Bernd and Hilla Becher, a husband-and-wife team of photographers, worked in projects, from 1959 until the early 2000s. They documented, with great meticulousness, industrial forms. Factories, cooling towers, gas holders. All in icy black and white. They then exhibited these photographs, grouped thematically.

I praised Luigi Ghirri, a similarly celebrated postwar photographer, on this site a couple of weeks ago. Like Ghirri, there’s a mathematical precision with their work. Unlike Ghirri, there is no lyricism, no romanticism, simply a wish for transparent documentation.

Bernd & Hilla Becher (indatallation view)

There’s beauty in there too, though. I saw it at Sprüth Magers, hosting a new exhibition of the Bechers’ work. Specifically, a row of five water towers, on one gallery wall. A pair from Italy, a pair from France. One from Belgium.

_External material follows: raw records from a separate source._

PR #1805, opened 2025-05-30
Return correct permission and times in stat for clustermap proc file

syeleti-msft:
## Type of Change

- [ ] Bug fix
- [ ] New feature
- [ ] Other (describe):

## Description

This will return the last-updated-at field in clusetermap as atime, mtime, ctime and also file perm as 0444

### DIFF
--- a/internal/dcache/debug/debug_fs.go
+++ b/internal/dcache/debug/debug_fs.go
@@ -39,6 +39,7 @@ import (
 	"sync"
 	"sync/atomic"
 	"syscall"
+	"time"
 
 	"github.com/Azure/azure-storage-fuse/v2/common"
 	"github.com/Azure/azure-storage-fuse/v2/internal"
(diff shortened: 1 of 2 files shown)


internal/dcache/debug/debug_fs.go
```diff
@@ -86,13 +89,20 @@ func init() {
...
+			Path:  options.Name,
+			Mode:  0444,
+			Mtime: time.Now(),
+			Atime: time.Now(),
+			Ctime: time.Now(),
+			Size:  0,
 		}
-		return &attr, nil
+
+		pFile.getAttr(pFile, attr)
```
linuxsmiths, line 103: this should be called only if pFile.getAttr is not nil

syeleti-msft: done

PR #1807, opened 2025-06-02
Misc perf fixes

linuxsmiths:
Set most of the perf config values with logical explanation. Use callers thread for the last replica write.
getRPCClientNoLock() will wait till a free client is available. Will panic if a free client is not available till 60 secs.

## Type of Change

- [ ] Bug fix
- [ ] New feature
- [ ] Other (describe):

## Description

## Checklist

## Related Links
- [Issues](<link>)

### DIFF
--- a/internal/dcache/file_manager/file_manager.go
+++ b/internal/dcache/file_manager/file_manager.go
@@ -65,24 +65,85 @@ type fileIOManager struct {
 
 var fileIOMgr fileIOManager
 
-func NewFileIOManager(workers int, numReadAheadChunks int, numStagingChunks int, bufSize int, maxBuffers int) {
+func NewFileIOManager() error {
+	//
+	// A worker runs either readChunk() or writeChunk(), so this is the number of chunks we can be
+	// reading/writing in parallel. fileIOManager is one for the entire blobfuse process so these
+	// chunks can be spread across multiple files and served from multiple nodes/RVs.
+	// Note that fir writeChunk one worker is used up regardless of the NumReplicas setting. Each
+	// replica write uses us one ReplicationManager worker but only one fileIOManager worker per
+	// MV write (not replica write).
+	// Since all these reads/writes may be served from different nodes/RVs, the limiting factor would
+	// be the n/w b/w of this node. We need enough parallel readChunk/writeChunk for maxing out the
+	// n/w b/w of the node. Keeping small files in mind, and given that go routines are not very
+	// expensive, we keep 1000 workers.
+	//
+	workers := 1000
+
+	//
+	// How many chunks will we readahead per file.
+	// To achieve high sequential read throughput, this number should be kept reasonably high.
+	// With 4MiB chunk size, 64 readahead chunks will use up 256MiB of memory per file.
+	//
+	numReadAheadChunks := 64
+
+	//
+	// How many writeback chunks per file.
+	// These many chunks we will store per file before we put back pressure on the writer application.
+	// Obviously we start upload of chunks as soon as we have a full chunk, so only those chunks will
+	// eat up the writeback space which are not completely written to the target node.
+	// Hopefully we won't be writing too many large files simultaneously, so we can keep this number
+	// high enough to give 1GiB writeback space per file.
+	//
+	numStagingChunks := 256
+
+	//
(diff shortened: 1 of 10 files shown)


internal/dcache/file_manager/file_manager.go
```diff
@@ -65,35 +65,102 @@ type fileIOManager struct {
...
+	// chunks can be spread across multiple files and served from multiple nodes/RVs.
+	// Note that fir writeChunk one worker is used up regardless of the NumReplicas setting. Each
+	// replica write uses us one ReplicationManager worker but only one fileIOManager worker per
+	// MV write (not replica write).
+	// Since all these reads/writes may be served from different nodes/RVs, the limiting factor would
+	// be the n/w b/w of this node. We need enough parallel readChunk/writeChunk for maxing out the
+	// n/w b/w of the node. Keeping small files in mind, and given that go routines are not very
+	// expensive, we keep 1000 workers.
+	//
+	workers := 1000
```
souravgupta-msft, line 81: We can define a constant for this and other variables instead of hardcoding the values.

internal/dcache/file_manager/file_manager.go
```diff
@@ -65,35 +65,102 @@ type fileIOManager struct {
...
-	common.Assert(numReadAheadChunks > 0)
-	common.Assert(numStagingChunks > 0)
+func NewFileIOManager() error {
+	//
+	// A worker runs either readChunk() or writeChunk(), so this is the number of chunks we can be
+	// reading/writing in parallel. fileIOManager is one for the entire blobfuse process so these
+	// chunks can be spread across multiple files and served from multiple nodes/RVs.
+	// Note that fir writeChunk one worker is used up regardless of the NumReplicas setting. Each
+	// replica write uses us one ReplicationManager worker but only one fileIOManager worker per
+	// MV write (not replica write).
```
souravgupta-msft:
```suggestion
	// Note that for writeChunk one worker is used up regardless of the NumReplicas setting. Each
	// replica write uses more than one ReplicationManager worker but only one fileIOManager worker per
	// MV write (not replica write).
```

internal/dcache/replication_manager/replication_manager.go
```diff
@@ -367,13 +373,17 @@ retry:
...
+			// inline and save one threadpool thread.
 			//
+			isLastComponentRV := componentRVIdx == (len(componentRVs) - 1)
 			rm.tp.schedule(&workitem{
 				targetNodeID: targetNodeID,
 				rvName:       rv.Name,
 				putChunkReq:  rpcReq,
 				respChannel:  responseChannel,
-			})
+			}, isLastComponentRV /* runInline */)
```
souravgupta-msft, line 386: Why are we adding an extra parameter for running the operation inline?

internal/dcache/file_manager/file_manager.go
linuxsmiths: these are defined and explained here, defining an extra level of variables will only make things less clearer.

internal/dcache/replication_manager/replication_manager.go
linuxsmiths: how else do we tell threadpool to run it inline instead of scheduling a thread for it?
another way of doing it would be to add that parameter to workitem, but that imo would be less clearer, as it's an additional guidance to schedule() telling it whether it should run the workitem inline or schedule it to be run by another thread. It's not a property of workitem per se.

souravgupta-msft: My question was more around why we are running the operation inline for the last component RV. We can just send it to the scheduler like how we do for the other RVs. Any reason for doing this for the last RV?

souravgupta-msft (approved):

internal/dcache/replication_manager/replication_manager.go
linuxsmiths: oh, this is what I explained in the call earlier today. It's an optimization to save an extra context switch (for NumReplicas=3 it's 1/3rd of the context switches). Note that if we schedule another RM thread the current fileIoMgr thread who made the WriteMV() call is anyway going to wait for all the RM threads to complete, so we can as well let it run one of the replica writes thus saving on some context switches.

PR #1815, opened 2025-06-03
Undo reserved space and sync jobs added in case of failed RV state ch…

linuxsmiths:
…anges

JoinMV sets reserved space on RV. This must be undone if the fix-mv workflow doesn't complete. We do this when refreshFromClusterMap() finds out some RV in outofsync state in rvInfo but it's offline in clustermap.

Similarly there are other state transitions, f.e., StartSync adds sync job to mvInfo, but if sync wokflow cannot complete and this RV is reverted back to outofsync state by refreshFromClusterMap(), we must purge the sync jobs.

Also made changes to synchronize calls to UpdateComponentRVState() to avoid huge number of wasted retries when lot of parallel sync jobs result in too many calls to UpdateComponentRVState() in close time proximity.

## Type of Change

- [x] Bug fix
- [ ] New feature
- [ ] Other (describe):

## Description

## Checklist

## Related Links
- [Issues](<link>)

### DIFF
--- a/internal/dcache/rpc/server/handler.go
+++ b/internal/dcache/rpc/server/handler.go
@@ -135,7 +135,7 @@ type mvInfo struct {
 	// added by new-mv workflow. Put another way, this will be non-zero only for MV replicas which are in
 	// outofsync or syncing state. On an EndSync request, that converts syncing state to online state
 	// mvInfo.reservedSpace is cleared and its value is added to mvInfo.totalChunkBytes, also this is
-	// reduced from rvInfo.reservedSpace as this space is no longer reseved but rather actual space is now
+	// reduced from rvInfo.reservedSpace as this space is no longer reserved but rather actual space is now
 	// used by chunks stored in the RV.
 	// If an MV replica cannot complete resync, this must be reduced from rvInfo.reservedSpace.
 	// This means while an MV replica is being sync'ed the space used on the RV may be overcompensated, this
@@ -301,7 +301,7 @@ func (rv *rvInfo) addToMVMap(mvName string, mv *mvInfo, reservedSpace int64) {
 	// Note that the actual space reservation is done in rvInfo.reservedSpace, while mvInfo.reservedSpace
 	// is used for undoing rvInfo.reservedSpace in case the sync does not complete.
 	//
-	common.Assert(mv.reservedSpace.Load() == 0, mv.reservedSpace, rv.rvName, mvName)
+	common.Assert(mv.reservedSpace.Load() == 0, mv.reservedSpace.Load(), rv.rvName, mvName)
 	mv.reservedSpace.Store(reservedSpace)
 	rv.incReservedSpace(reservedSpace)
 
@@ -331,11 +331,8 @@ func (rv *rvInfo) incReservedSpace(bytes int64) {
 // Decrement the reserved space for this RV.
 func (rv *rvInfo) decReservedSpace(bytes int64) {
 	common.Assert(bytes > 0)
-	//
-	// TODO: Uncomment this only after clustermanager joinMV() correctly reserves space for MV replica.
-	//
-	// rv.reservedSpace.Add(-bytes)
-	// common.Assert(rv.reservedSpace.Load() >= 0, rv.rvName, rv.reservedSpace.Load())
+	rv.reservedSpace.Add(-bytes)
+	common.Assert(rv.reservedSpace.Load() >= 0, rv.rvName, rv.reservedSpace.Load())
 	log.Debug("rvInfo::decReservedSpace: reserved space for RV %s is %d", rv.rvName, rv.reservedSpace.Load())
 }
 
@@ -524,10 +521,7 @@ func (mv *mvInfo) isSourceOrTargetOfSync() (isSource bool, isTarget bool) {
 		}
 	})
 
-	// Unreachable code.
-	common.Assert(false)
-
-	return false, false
+	return isSource, isTarget
 }
 
 // Get component RVs for this MV.
@@ -797,7 +791,7 @@ func (mv *mvInfo) refreshFromClustermap() error {
 		if oldRvNameAndState.State == string(dcache.StateOutOfSync) && rvState == dcache.StateOffline {
 			common.Assert(mv.rv.reservedSpace.Load() >= mv.reservedSpace.Load(),
 				mv.rv.reservedSpace.Load(), mv.reservedSpace.Load())
-			mv.rv.reservedSpace.Add(-mv.reservedSpace.Load())
+			mv.rv.decReservedSpace(mv.reservedSpace.Load())
 			mv.reservedSpace.Store(0)
 		}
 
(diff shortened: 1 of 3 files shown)


internal/dcache/rpc/server/handler.go
```diff
@@ -128,6 +128,20 @@ type mvInfo struct {
...
 	totalChunkBytes atomic.Int64
 
+	// Amount of space reserved for this MV replica, on the hosting RV.
+	// When a new mvInfo is created by JoinMV() this is set to the ReserveSpace parameter to JoinMV.
+	// This is also added to rvInfo.reservedSpace to reserve space in the RV.
+	// This is non-zero only for MV replicas which are added by the fix-mv workflow and not for MV replicas
+	// added by new-mv workflow. Put another way, this will be non-zero only for MV replicas which are in
+	// outofsync or syncing state. On an EndSync request, that converts syncing state to online state
+	// mvInfo.reservedSpace is cleared and its value is added to mvInfo.totalChunkBytes, also this is
+	// reduced from rvInfo.reservedSpace as this space is no longer reseved but rather actual space is now
```
souravgupta-msft:
```suggestion
	// reduced from rvInfo.reservedSpace as this space is no longer reserved but rather actual space is now
```

internal/dcache/rpc/server/handler.go
```diff
@@ -670,9 +767,75 @@ func (mv *mvInfo) refreshFromClustermap() error {
...
+		//
+		if mv.rv.rvName != rvName {
+			continue
+		}
+
+		//
+		// Must have the hosting RV in the componentRVs list.
+		//
+		oldRvNameAndState := mv.getComponentRVNameAndState(rvName)
+		common.Assert(oldRvNameAndState != nil, rvName, mv.mvName, rpc.ComponentRVsToString(mv.componentRVs))
```
souravgupta-msft, line 776: This can fail in case of incorrect membership info in the server. For example, local component rvs are rv0, rv1 and rv2.
But after clustermap refresh, new rvs are rv1, rv2 and rv3. For rv3, this assert will fail as it is not present in the local rv list.

internal/dcache/rpc/server/handler.go
```diff
@@ -1458,7 +1621,7 @@ refreshFromClustermapAndRetry:
 	// JoinMV would have reserved this space before starting sync.
 	//
 	if len(req.SyncID) > 0 {
-		rvInfo.decReservedSpace(req.Length)
+		common.Assert(rvInfo.reservedSpace.Load() >= req.Length, rvInfo.reservedSpace.Load(), req.Length)
```
souravgupta-msft: Just above this line, we have this code.
```
// Increment the total chunk bytes for this MV.
mvInfo.incTotalChunkBytes(req.Length)
```

Now that we are adding `totalChunkBytes` of an MV in the EndSync call. So, for PutChunk(sync) calls we can ignore updating this count. We can have something like,

```
// Increment the total chunk bytes for this MV for client PutChunk calls.
// For sync PutChunk calls, the MV's totalChunkBytes will be updated in the EndSync call,
// indicating the successful sync operation for this RV/MV.
if len(req.SyncID) == 0 {
	mvInfo.incTotalChunkBytes(req.Length)
}
```

Also, in GetMVSize() RPC, we need to send total chunk bytes + the reserved space in MV.
```
return &models.GetMVSizeResponse{
		MvSize: mvInfo.totalChunkBytes.Load() + mvInfo.reservedSpace.Load(),
	}, nil
```

internal/dcache/rpc/server/handler.go
```diff
@@ -271,15 +289,25 @@ func (rv *rvInfo) getMVs() []string {
...
 	common.Assert(common.DirectoryExists(mvPath), mvPath)
+	common.Assert(mv.rv == rv, mv.rv.rvName, rv.rvName)
 
-	rv.mvMap.Store(mvName, val)
+	//
+	// Set reservedSpace for this MV and increment the reserved space for the hosting RV.
+	// Note that the actual space reservation is done in rvInfo.reservedSpace, while mvInfo.reservedSpace
+	// is used for undoing rvInfo.reservedSpace in case the sync does not complete.
+	//
+	common.Assert(mv.reservedSpace.Load() == 0, mv.reservedSpace, rv.rvName, mvName)
```
souravgupta-msft:
```suggestion
	common.Assert(mv.reservedSpace.Load() == 0, mv.reservedSpace.Load(), rv.rvName, mvName)
```

internal/dcache/rpc/server/handler.go
```diff
@@ -670,9 +767,75 @@ func (mv *mvInfo) refreshFromClustermap() error {
...
+		// mvInfo.totalChunkBytes will be increased by mvInfo.reservedSpace, and rvInfo.reservedSpace will
+		// be reduced by mvInfo.reservedSpace and mvInfo.reservedSpace will be set to 0.
+		// If the mvInfo has the state as StateOutOfSync while clustermap has the state as StateOffline,
+		// this means the fix-mv workflow didn't complete successfully so we need to rollback the reserved
+		// space changes.
+		//
+		if oldRvNameAndState.State == string(dcache.StateOutOfSync) && rvState == dcache.StateOffline {
+			common.Assert(mv.rv.reservedSpace.Load() >= mv.reservedSpace.Load(),
+				mv.rv.reservedSpace.Load(), mv.reservedSpace.Load())
+			mv.rv.reservedSpace.Add(-mv.reservedSpace.Load())
```
souravgupta-msft: Can you use the incReservedSpace() method to be consistent.
```
mv.rv.incReservedSpace(-mv.reservedSpace.Load())
```

or, use
```
mv.rv.decReservedSpace(mv.reservedSpace.Load())
```

internal/dcache/rpc/server/handler.go
```diff
@@ -2006,6 +2176,14 @@ func (h *ChunkServiceHandler) EndSync(ctx context.Context, req *models.EndSyncRe
 	// Update the state of target RV in this MV replica from syncing to online.
 	mvInfo.updateComponentRVState(req.TargetRVName, dcache.StateSyncing, dcache.StateOnline)
 
+	// As sync has completed, clear reservedSpace and commit it in totalChunkBytes.
+	mvInfo.totalChunkBytes.Add(mvInfo.reservedSpace.Load())
+	common.Assert(rvInfo.reservedSpace.Load() >= mvInfo.reservedSpace.Load(),
+		rvInfo.reservedSpace.Load(), mvInfo.reservedSpace.Load(), rvInfo.rvName,
+		req.MV, rpc.EndSyncRequestToString(req))
+	rvInfo.reservedSpace.Add(-mvInfo.reservedSpace.Load())
```
souravgupta-msft:
```
rvInfo.incReservedSpace(-mvInfo.reservedSpace.Load())

or

rvInfo.decReservedSpace(mvInfo.reservedSpace.Load())
```

internal/dcache/rpc/server/handler.go
```diff
@@ -402,30 +491,38 @@ func (mv *mvInfo) isSourceOrTargetOfSync() (isSource bool, isTarget bool) {
...
+			/* MV replica is source for one syncJob */
+			isSource = true
+			isTarget = false
+			return false
 		}
-	}
+	})
 
 	// Unreachable code.
 	common.Assert(false)
```
souravgupta-msft: This will always result in panic as we are not returning after iterating the syncJobs map.

internal/dcache/rpc/server/handler.go
souravgupta-msft: Ok, it won't fail as the rvName corresponds the local/hosting RV

internal/dcache/rpc/server/handler.go
```diff
@@ -670,9 +767,75 @@ func (mv *mvInfo) refreshFromClustermap() error {
...
+			// only one syncJob, clear that.
+			//
+			common.Assert(mv.syncJobsCount.Load() == 1, rvName, mv.mvName, mv.syncJobsCount.Load(),
+				mv.getSyncJobs(), rpc.ComponentRVsToString(mv.componentRVs))
+
+			log.Warn("mvInfo::refreshFromClustermap: %s/%s, clearing old syncJob left from previous incomplete sync attempt, syncJobs: %+v",
+				rvName, mv.mvName, mv.getSyncJobs())
+
+			mv.deleteAllSyncJobs()
+		}
```
souravgupta-msft, line 828: We should also decrement the rvInfo.reservedSpace by mvInfo.reservedSpace and set mvInfo.reservedSpace to 0.

internal/dcache/rpc/server/handler.go
linuxsmiths: yes, thanks

internal/dcache/rpc/server/handler.go
linuxsmiths: since the space is reserved in JoinMV when we move an RV to StateOutOfSync, and we are still in StateOutOfSync, we should not decrease the space.

souravgupta-msft (approved):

Even with the photographers’ rigour and unsentimentality, their wish to show these architectural forms and make no further comment, I found them deeply evocative. The Italian towers spindly, pretty, with lush scrubland around the base. (In one, there’s an ancient-looking church in the background.) The French uncompromisingly conical, heavy, concretely modern.

Not to mention, they’re gorgeously sharp and lush as images, too. It’s impossible to be entirely dispassionate about such things, especially when you invest so much time and energy for the travelling, the setting up, the exposing, the framing, the minutiae of project delivery.

What captures us is their love for their craft, as much as the forms they portray. They loved each other, too, else how could they have worked on these multi-decade projects together? Yes, I wrote love.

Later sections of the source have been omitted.